There's a great post relating to this on science blogs. Define the "radiance" of a source of illumination as the amount of light coming from it to the observer per unit of solid arc. In any passive optical system, the radiance is conserved. When you use a curved mirror, for instance, to focus the sun's rays on an observer, or a solid object to partly shade an obsever, what the observer sees is that the sun appears to take up more or less of the sky - the surface temperature of the sun appears the same.

The problem with the mirror setup is that you are proposing sources of light that are point sources - you are trying to divide by zero, to have a light source with infinite radiance. The moment you do this, all bets are off.

For any non-point source of light, the arrangement will not work. From the point of view of many of the points on the surface of the blue light source, the red light source will not occupy the whole of its field of view - the image of the red source in the larger ellipse is too small to completely obscure the image of the blue source behind it.


I think the finite size is a red herring; with ideal sources/sinks and particles it still doesn't "work".

Incorrect approach: 100% of rays from from blue focus go to the red one; 80% of rays from red focus go to the blue one; 100% > 80%; therefore imbalance. Incorrect because we must look at absolute numbers, not percentages, when saying the flow from blue to red must equal the flow from red to blue.

Incorrect approach: Initally both foci emit 100 particles, and during a time period epsilon, 100 particles go from blue to red, but only 80 go from red to blue. True so far, but Incorrect approach because the paths are not all the same length so the travel times are not all the same.
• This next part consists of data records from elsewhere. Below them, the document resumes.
PR #1958, opened 2023-02-06
Update Bazel build support for jaeger exporter with an explicit depen…

bjschnei:
…dency on boost(Linux only).

## Changes

Previously boost libraries had to be installed on the build machine.  This  change allows Bazel to pull it in.


lalitb:
@bjschnei Changes look good, but Jaeger exporter is already deprecated, and no new changes are accepted - https://github.com/open-telemetry/opentelemetry-cpp/blob/main/DEPRECATED.md#opentelemetry-cpp-exporter. Jaeger natively supports OTLP format, and so OTLP exporter should be used to export spans.

lalitb:
Close as discussed above.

When all paths are equally full of particles, the numbers arriving at each focus will be the same.

Correct approach: Short path takes T1 time units to travel; long path takes T2. At equilibrium, during a time period epsilon, 100 particles will leave blue, of which the fraction that hit the tighter-curved mirror will arrive at red after T1, and the fraction that hit the longer-curved mirror will arrive at red after T2. During the same time, 100 particles will leave red; a fraction of those will go to blue in time T1, and a fraction will go back to red in time T2. I'm too lazy to work it all out right now, but that's the correct approach.